[Stored data entries]:
┄┄┄┄┄┄┄┄┄┄┄┄┄┄┄┄┄┄┄┄

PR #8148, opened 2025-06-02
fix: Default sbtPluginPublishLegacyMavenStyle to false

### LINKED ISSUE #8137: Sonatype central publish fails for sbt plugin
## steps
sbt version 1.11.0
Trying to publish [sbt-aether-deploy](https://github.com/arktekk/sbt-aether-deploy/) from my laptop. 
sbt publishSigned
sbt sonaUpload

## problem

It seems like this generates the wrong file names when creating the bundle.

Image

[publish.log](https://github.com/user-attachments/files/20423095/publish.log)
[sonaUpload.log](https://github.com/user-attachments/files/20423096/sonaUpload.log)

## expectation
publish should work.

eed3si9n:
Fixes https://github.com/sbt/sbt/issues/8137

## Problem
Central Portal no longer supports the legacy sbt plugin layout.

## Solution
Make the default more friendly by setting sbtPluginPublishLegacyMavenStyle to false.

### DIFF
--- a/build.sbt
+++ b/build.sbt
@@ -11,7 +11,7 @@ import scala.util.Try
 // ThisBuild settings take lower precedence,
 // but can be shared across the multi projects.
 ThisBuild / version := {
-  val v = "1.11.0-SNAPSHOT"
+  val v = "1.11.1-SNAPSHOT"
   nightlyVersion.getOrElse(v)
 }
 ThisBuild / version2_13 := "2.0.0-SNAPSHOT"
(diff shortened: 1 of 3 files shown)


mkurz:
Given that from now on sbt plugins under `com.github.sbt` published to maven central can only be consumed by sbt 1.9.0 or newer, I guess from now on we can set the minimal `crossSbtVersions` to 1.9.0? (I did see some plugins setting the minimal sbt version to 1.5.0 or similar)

┄┄┄┄┄┄┄┄┄┄┄┄┄┄┄┄┄┄┄┄

[Task description]:
An exact copy of the lines from the one containing "## Solution" through the end of the entries is required, and nothing beyond them.

[Solution for this problem]:
## Solution
Make the default more friendly by setting sbtPluginPublishLegacyMavenStyle to false.

### DIFF
--- a/build.sbt
+++ b/build.sbt
@@ -11,7 +11,7 @@ import scala.util.Try
 // ThisBuild settings take lower precedence,
 // but can be shared across the multi projects.
 ThisBuild / version := {
-  val v = "1.11.0-SNAPSHOT"
+  val v = "1.11.1-SNAPSHOT"
   nightlyVersion.getOrElse(v)
 }
 ThisBuild / version2_13 := "2.0.0-SNAPSHOT"
(diff shortened: 1 of 3 files shown)


mkurz:
Given that from now on sbt plugins under `com.github.sbt` published to maven central can only be consumed by sbt 1.9.0 or newer, I guess from now on we can set the minimal `crossSbtVersions` to 1.9.0? (I did see some plugins setting the minimal sbt version to 1.5.0 or similar)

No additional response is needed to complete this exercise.